Creating in a different community

During this year’s artist in residency program of Centro Selva Art and Science, participating artists are from Argentina, England, Peru, Suriname and USA. During this program I interact with and learn from another community then where I am from. Diana Riesco-Lind, one of the participating artists, is the president of this Peruvian nonprofit organization. I have the opportunity to work with her, and people of Manco Capac. This is a small village in Ucayali, Peru. People here are living mostly from agriculture and farming. The name ‘Manco Capac’ comes from a myth, about the first Inca king that thought agriculture to the people. Together Centro Selva and I create an impact in this small community.

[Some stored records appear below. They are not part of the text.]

PR #46479, opened 2023-03-15
[11.x] Convert route parameters to camelCase

SamuelNitsche:
This PR is the result of this tweet:
https://twitter.com/pascalbaljet/status/1635970593970331649

Currently, registering routes with dashes results in parameters with an underscore.
```
Route::resource('document-version', DocumentVersionController:: class);
// Route Name: document-version.edit
// URI + Segment name: document-version/{document_version}/edit

Route::singleton('document-version.comments', DocumentVersionCommentsController::class);
// Route Name: document-version.comments.edit
// URI + Segment name: document-version/{document_version}/comments/edit
```

The parameters can be renamed using the `parameter` function, but it would be nice if this was the default behavior.
This PR updates the above examples to the following:

```
Route::resource('document-version', DocumentVersionController:: class);
// Route Name: document-version.edit
// URI + Segment name: document-version/{documentVersion}/edit

Route::singleton('document-version.comments', DocumentVersionCommentsController::class);
// Route Name: document-version.comments.edit
// URI + Segment name: document-version/{documentVersion}/comments/edit
```

### DIFF
--- a/src/Illuminate/Routing/ResourceRegistrar.php
+++ b/src/Illuminate/Routing/ResourceRegistrar.php
@@ -611,7 +611,7 @@ class ResourceRegistrar
             $value = Str::singular($value);
         }
 
-        return str_replace('-', '_', $value);
+        return Str::camel($value);
     }
 
     /**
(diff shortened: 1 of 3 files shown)


GrahamCampbell:
This is quite a breaking change, and could pose a real pain for people with packages that need to support both Laravel 10 and 11, and add unnecessary upgrading frequency. If you want camel case, you can already use camel case directly in your routes.

taylorotwell:

PR #46482, opened 2023-03-15
[11.x] Add missing method to filesystem contract

ProjektGopher:
Adds missing `missing` method to `Illuminate/Contracts/Filesystem/Filesystem`.

### DIFF
--- a/src/Illuminate/Contracts/Filesystem/Filesystem.php
+++ b/src/Illuminate/Contracts/Filesystem/Filesystem.php
@@ -27,6 +27,14 @@ interface Filesystem
     public function exists($path);
 
     /**
+     * Determine if a file is missing.
+     *
+     * @param  string  $path
+     * @return bool
+     */
+    public function missing($path);
+
+    /**
      * Get the contents of a file.
      *
      * @param  string  $path


ProjektGopher:
Original PR #46480 targeted `10.x`. Discovered by phpstan when returning an on-demand disk. Return type of `FilesystemAdapter` worked fine, but stan found the contract being returned instead.

Hoping this change can target next 10.x patch release and not just 11.

GrahamCampbell:
> Hoping this change can target next 10.x patch release and not just 11.

No chance of that happening, as Tim explained. Adding a method to an interface is a major breaking change.

ProjektGopher:
Is that just because we don't know what third parties are implementing this contract, even though we're implementing this method already?

taylorotwell:
@ProjektGopher correct

taylorotwell:
Also I think it was left out of contract originally because you can just do `! $filesystem->exists`

ProjektGopher:
Fair enough - Are you okay enforcing this convenience method in the future @taylorotwell, or would you prefer it be left as-is?

taylorotwell:
I think I'll just leave this as-is since you can `! $file->exists`

PR #46488, opened 2023-03-16
[10.x] Fix deprecations for embedded images in symfony mailer

### LINKED ISSUE #46462: [10.x] Mail-component uses embed-syntax deprecated with Symfony Mailer 6.2
- Laravel Version: 10.0.0

### Description:
According to the Symfony-documentation at https://symfony.com/doc/current/mailer.html#embedding-images the use of embed() and embedFromPath() is deprecated with Symfony 6.2. Laravel 10.0 uses 6.2 and still makes use of the deprecated methods in vendor/laravel/framework/src/Illuminate/Mail/Message.php

Whilel Laravel can keep the existing API it should use the new Symfony-API internally and not the deprecated methods.

Jubeki:
Fixes #46462 

It seems like Symfony has deprecated the old way of embedding images in Mails since 6.2:
https://symfony.com/doc/current/mailer.html#embedding-images

This PR implements the new way of embedding images.

### DIFF
--- a/src/Illuminate/Mail/Message.php
+++ b/src/Illuminate/Mail/Message.php
@@ -7,6 +7,8 @@ use Illuminate\Support\Str;
 use Illuminate\Support\Traits\ForwardsCalls;
 use Symfony\Component\Mime\Address;
 use Symfony\Component\Mime\Email;
+use Symfony\Component\Mime\Part\DataPart;
+use Symfony\Component\Mime\Part\File;
 
 /**
  * @mixin \Symfony\Component\Mime\Email
@@ -344,12 +346,16 @@ class Message
                 function ($path) use ($file) {
                     $cid = $file->as ?? Str::random();
 
-                    $this->message->embedFromPath($path, $cid, $file->mime);
+                    $this->message->addPart(
+                        (new DataPart(new File($path), $cid, $file->mime))->asInline()
+                    );
 
                     return "cid:{$cid}";
                 },
                 function ($data) use ($file) {
-                    $this->message->embed($data(), $file->as, $file->mime);
+                    $this->message->addPart(
+                        (new DataPart($data(), $file->as, $file->mime))->asInline()
+                    );
 
                     return "cid:{$file->as}";
                 }
@@ -358,7 +364,9 @@ class Message
 
         $cid = Str::random(10);
 
-        $this->message->embedFromPath($file, $cid);
+        $this->message->addPart(
+            (new DataPart(new File($file), $cid))->asInline()
+        );
 
         return "cid:$cid";
     }
@@ -373,7 +381,9 @@ class Message
      */
     public function embedData($data, $name, $contentType = null)
     {
-        $this->message->embed($data, $name, $contentType);
+        $this->message->addPart(
+            (new DataPart($data, $name, $contentType))->asInline()
+        );
 
         return "cid:$name";
     }


src/Illuminate/Mail/Message.php
```diff
@@ -344,12 +346,16 @@ public function embed($file)
...
+                    $this->message->addPart(
+                        (new DataPart(new File($path), $cid, $file->mime))->asInline()
+                    );
 
                     return "cid:{$cid}";
                 },
                 function ($data) use ($file) {
-                    $this->message->embed($data(), $file->as, $file->mime);
+                    $this->message->addPart(
+                        (new DataPart($data(), $file->as, $file->mime))->asInline()
```
Jubeki, line 357: This is the only part where I am unsure:
I think `$data()` will return a `string` since it is the `dataStrategy` instead of the `fileStrategy`.

But I could not find any usage of this in the framework.

driesvints (approved):
Lgtm in general 👍 

@Jubeki have you tried out a few scenarios with Helo or something similar?

Jubeki:
> @Jubeki have you tried out a few scenarios with Helo or something similar?

I tried using Mailpint with the following code example (and an image stored in `storage/app/profile.jpg`) and it showed the image inline. I did not try it with any other email provider, but can try it out with `ses` if wanted.

```php
// app\Mail\TestMail.php

<?php

namespace App\Mail;

use Illuminate\Bus\Queueable;
use Illuminate\Mail\Mailable;
use Illuminate\Mail\Mailables\Attachment;
use Illuminate\Mail\Mailables\Content;
use Illuminate\Mail\Mailables\Envelope;

class TestMail extends Mailable
{

    /**
     */
    public function __construct()
    {
        //
    }

    /**
     * Get the message envelope.
     */
    public function envelope(): Envelope
    {
        return new Envelope(
            subject: 'Test Mail',
        );
    }

    /**
     * Get the message content definition.
     */
    public function content(): Content
    {
        return new Content(
            view: 'test',
        );
    }

    /**
     * Get the attachments for the message.
     *
     * @return array<int, \Illuminate\Mail\Mailables\Attachment>
     */
    public function attachments(): array
    {
        return [];
    }
}
```

```blade
{{-- resources/views/test.blade.php --}}
<!DOCTYPE html>
<html lang="en">
<head>
    <meta charset="UTF-8">
    <meta name="viewport" content="width=device-width, initial-scale=1.0">
    <meta http-equiv="X-UA-Compatible" content="ie=edge">
    <title>Document</title>
</head>
<body>
    <p>TEST E-Mail</p>
    <img src="{{ $message->embed(storage_path('app/profile.jpg')) }}" alt="" style="height: 100px; width: 100px;" />
</body>
</html>
```

driesvints:
perhaps best indeed that we try it out with ses as well. Also maybe try a data attachment?

Jubeki:
@driesvints 

I updated the above example to also test the embedData method.

Both work with Mailhog and SES.

src/Illuminate/Mail/Message.php
taylorotwell: If you aren't sure, we will need to wait for @timacdonald to review this.

taylorotwell:
Thanks

src/Illuminate/Mail/Message.php
timacdonald: @Jubeki you are correct that `$data()` returns a string.

PR #46495, opened 2023-03-16
[10.x] Added assertDatabaseHasCount

andumy:
# Problem
There is currently no method to assert in a database test how many entries are for a specific set of key/values condition. 

# Use Case
We seed a table with `x` amount of entries. The method we test should set a flag from `false` to `true` for `y` amount of entries.

Currently, we cannot check how many entries had the flag set to `true`.

`assertDatabaseHas` will check only if some entries have the flag set as `true`, while `assertDatabaseCount` will check that there are a total of `x` entries in the table.

`assertDatabaseHasCount('table', $y, ['flag' => true])` will assert that exacly `y` entries have the flag set to `true`

# Solution
`assertDatabaseHasCount` is a combination of `assertDatabaseHas` and `assertDatabaseCount`. 

A new constraint `HasCountInDatabase` was created that checks for both amount and data.
This constrained is then asserted in `InteractsWithDatabase` and wrapped as `assertDatabaseHasCount`

Since the logic follows `assertDatabaseHas` and `assertDatabaseCount` it shouldn't break any existing features.

### DIFF
--- a/src/Illuminate/Foundation/Testing/Concerns/InteractsWithDatabase.php
+++ b/src/Illuminate/Foundation/Testing/Concerns/InteractsWithDatabase.php
@@ -9,6 +9,7 @@ use Illuminate\Database\Events\QueryExecuted;
 use Illuminate\Support\Arr;
 use Illuminate\Support\Facades\DB;
 use Illuminate\Testing\Constraints\CountInDatabase;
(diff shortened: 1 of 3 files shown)


taylorotwell:
You can just use `->assertEquals($expectedCount, DB::someQuery()->count());`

As part of this residency, Diana and I work with the local community. To create a public sculpture around a welt, that is not in use anymore. This artwork rises at a place where the community often gathers. I believe that this public artwork and the welt are beautiful metamorphoses for new life that emerges from something that has come to an end. When I applied for the residency, my idea is to work on the themes of live, death and rebirth. While interacting with the community and working together with Diana, changes are made to the concept I applied with. Two meetings with the people here, in which a creative process takes place, lead us to adjust the first concept. The output is a pyramid-like structure that is decorated with elements the community members brought up. While the first idea is to create a closed pyramid, the final a group of triangles that forms an open result pyramid. ‘This shows more optimism’ I think to myself now. ‘It is like the opening of a flower’, I remember telling Diana. To the community the sculpture shows pride and prosperity. Could this be seen as a translation of life, death and rebirth? Anyway, the people in Manco Capac identify themselves in the artwork. When it will be done, an object that captures what this community loves and how they think about their village, will stands out for every passerby to see. 

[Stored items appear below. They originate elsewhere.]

PR #46442, opened 2023-03-12
[10.x] Fix parsed input arguments for command events using dispatcher rerouting

bert-w:
This is a draft PR for https://github.com/laravel/framework/pull/46430 where a Symfony dispatcher is created for `\Illuminate\Console\Application` in order to reroute the events to the Laravel counterpart. This has the benefit that the `Input` is properly bound to the command definition, and it is thus available in the event itself.

The complete `\Illuminate\Console\Application::run()` override has been removed.

This opens up the possibility to add some more events as well:

- `\Symfony\Component\Console\ConsoleEvents::COMMAND`
  - (Laravel's version: `\Illuminate\Console\Events\CommandStarting`, included in PR)
- `\Symfony\Component\ConsoleConsoleEvents::TERMINATE`
  - (Laravel's version: `\Illuminate\Console\Events\CommandFinished`, included in PR)
- `\Symfony\Component\Console\ConsoleEvents::SIGNAL`
  - (no Laravel version yet)
- `\Symfony\Component\Console\ConsoleEvents::ERROR`
  - (no Laravel version yet)

PR #46508, opened 2023-03-18
[10.x] Move Symfony events dispatcher registration to `Console\Kernel`

crynobone:
Registering the events under `Illuminate\Console\Application` construct can cause memory leaks especially when running tests caused by #46442.

image

### Test running on `10.3.3`

image

### Test running on `10.4.0`

image


driesvints:
cc @bert-w

PR #46511, opened 2023-03-18
[10.x] Skip isParameterBackedEnumWithStringBackingType for non ReflectionNamedType

vladimirmartsul:
#46483 May cause error `Call to undefined method ReflectionUnionType::getName()` at https://github.com/laravel/framework/blob/10.x/src/Illuminate/Support/Reflector.php#L151 if route action and parameter are defined as a union like this
```
public function edit(TwillModelContract|int $id): mixed {...}
```
(actual code from Twill CMS https://github.com/area17/twill/blob/3.x/src/Http/Controllers/Admin/ModuleController.php#L1131 )

This is because `ReflectionUnionType` and `ReflectionIntersectionType` don't have a `getName()` method, unlike `ReflectionNamedType`. So we need to skip checking if *$parameter* is not an instance of `ReflectionNamedType`.

### DIFF
--- a/src/Illuminate/Support/Reflector.php
+++ b/src/Illuminate/Support/Reflector.php
@@ -148,7 +148,7 @@ class Reflector
      */
     public static function isParameterBackedEnumWithStringBackingType($parameter)
     {
-        if(! $parameter->getType() instanceof ReflectionNamedType) {
+        if (! $parameter->getType() instanceof ReflectionNamedType) {
             return false;
         }
 
--- a/src/Illuminate/Support/Reflector.php
+++ b/src/Illuminate/Support/Reflector.php
@@ -148,6 +148,10 @@ class Reflector
      */
     public static function isParameterBackedEnumWithStringBackingType($parameter)
     {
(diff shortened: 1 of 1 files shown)


driesvints:
Thanks @vladimirmartsul. Can we also add a test for this?

danharrin:
Yeah this is a BC that we're also experiencing in Filament. It seems to also affect any Livewire `mount()` method.

morloderex:
@vladimirmartsul I am so sorry for this issue. There wasn't any tests that broke for me when i did this change.

And i didn't know that we needed to adhere for a special case regarding union types and intersection types. Thank you for the bugfix anyway.

Faks:
> @vladimirmartsul I am so sorry for this issue. There wasn't any tests that broke for me when i did this change.
> 
> And i didn't know that we needed to adhere for a special case regarding union types and intersection types. Thank you for the bugfix anyway.

don't worry, at least we found them (who encountered them), we only could for future create for route registration regression tests to avoid such pitfalls?

PR #46514, opened 2023-03-19
Accept json encoding flag as an argument for casts

xPapay:
This PR adds support to pass [json encoding flags](https://www.php.net/manual/en/function.json-encode.php#:~:text=original%0A%20%20%20%C2%BB%C2%A0RFC%207159.-,[flags](https://www.php.net/manual/en/function.json-encode.php#:~:text=original%0A%20%20%20%C2%BB%C2%A0RFC%207159.-,flags,-Bitmask%20consisting%20of),-Bitmask%20consisting%20of) to casts performing json encoding.

It's not a breaking change. If no flag provided then it behaves the same as before this PR.

### Why is this needed? (Usecases)

Because by default native php `json_encode` function escapes multibyte Unicode characters. 
Some languages uses multibyte characters and current casts implementation escapes them before they're stored to database. This made them hard to query later on.

For example let's assume we have an options property on Delivery model and cast it like this:
```php
// Models/Delivery.php
protected $casts = [
    'options' => AsCollection::class,
];

...

$delivery->options = [
    'deliveryAddress' => 'Čerešňová 32, Banská Štiavnica'
];

$delivery->save();
```
when I check the database it is stored like this
```
{"deliveryAddress":"\u010cere\u0161\u0148ov\u00e1 32, Bansk\u00e1 \u0160tiavnica"}
```
when I try to query the database I can't find my record
```sql
select * from deliveries where options like '%Čerešňová%';
>>> 0 results
```

After this PR we can supply 2nd argument to `json_encode` function and we can do following:
```php
// Models/Delivery.php
protected $casts = [
    'options' => AsCollection::class . ":" .  JSON_UNESCAPED_UNICODE, // <--- utilizing arguments passing as documented here: https://laravel.com/docs/10.x/eloquent-mutators#cast-parameters
];

// NOTE: JSON_UNESCAPED_UNICODE is native predefined PHP constant and can be found here: https://www.php.net/manual/en/json.constants.php

...

$delivery->options = [
    'deliveryAddress' => 'Čerešňová 32, Banská Štiavnica'
];

$delivery->save();
```
when I check the database it is stored like this
```
{"deliveryAddress":"Čerešňová 32, Banská Štiavnica"}
```
when I try to query the database I can find my record
```sql
select * from deliveries where options like '%Čerešňová%';
>>> 1 result
```

Of course there is more usecases.
Main point is to be able to pass 2nd argument to `json_encode` function to customize how we want to encode it.

Other people with same problem:
https://laracasts.com/discuss/channels/laravel/model-cats-to-array-utf-8-json-unescaped-unicode

### DIFF
--- a/src/Illuminate/Database/Eloquent/Casts/AsArrayObject.php
+++ b/src/Illuminate/Database/Eloquent/Casts/AsArrayObject.php
@@ -15,8 +15,15 @@ class AsArrayObject implements Castable
      */
     public static function castUsing(array $arguments)
     {
-        return new class implements CastsAttributes
+        return new class($arguments) implements CastsAttributes
         {
+            protected $arguments;
+
+            public function __construct(array $arguments)
+            {
+                $this->arguments = $arguments;
+            }
+
             public function get($model, $key, $value, $attributes)
             {
                 if (! isset($attributes[$key])) {
@@ -30,7 +37,9 @@ class AsArrayObject implements Castable
 
             public function set($model, $key, $value, $attributes)
             {
-                return [$key => json_encode($value)];
+                $encodingFlag = isset($this->arguments[0]) ? $this->arguments[0] : 0;
+                
+                return [$key => json_encode($value, $encodingFlag)];
             }
 
             public function serialize($model, string $key, $value, array $attributes)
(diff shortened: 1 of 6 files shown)


xPapay:
Of course previous examples assumes database's encoding is utf8 unicode to properly store special characters.

morloderex:
@xPapay What about the raw `array` cast type? It doesn't seem like you are handling that case?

In total we are seven artists on a farm in Ucayali. At the start of this year’s international program of Sentro Selva, we are taken on a walk, on sightseeing in the city, and stay one night in the village of the Shipibo community working with their children. Shipibo an indigenous groups of the Amazon in Peru that is known by deforming their skull. In the days they use to deform the scull of a new born, a technique for esthetic purpose, the belief is that this makes them stand further from the ape. Learning about this tradition, that is starving nowadays, is a spark to me. It brings me to questions about their technique, the human mind, and about evolution. ‘What influence might this tradition have on the brain of Shipibo people over time?’ I ask myself. Using this dying tradition as an inspiration could be a great value for my work as an artist. This way I can think about technology in a new way. 

This residency is different than a previous program I am in, before arriving in Peru. In the other program, at Arquetopia, I am also with an international group of artists and art historians. This is a six weeks artist in residency in Peubla, Mexico. A difference between the two programsis that the first one’s focus is on the process: learning through art workshops, attending art history seminars, receiving readings every week, and a weekly individual or group critique. Centro Selva’s residency focuses on creating art products that are inspired by the Amazon.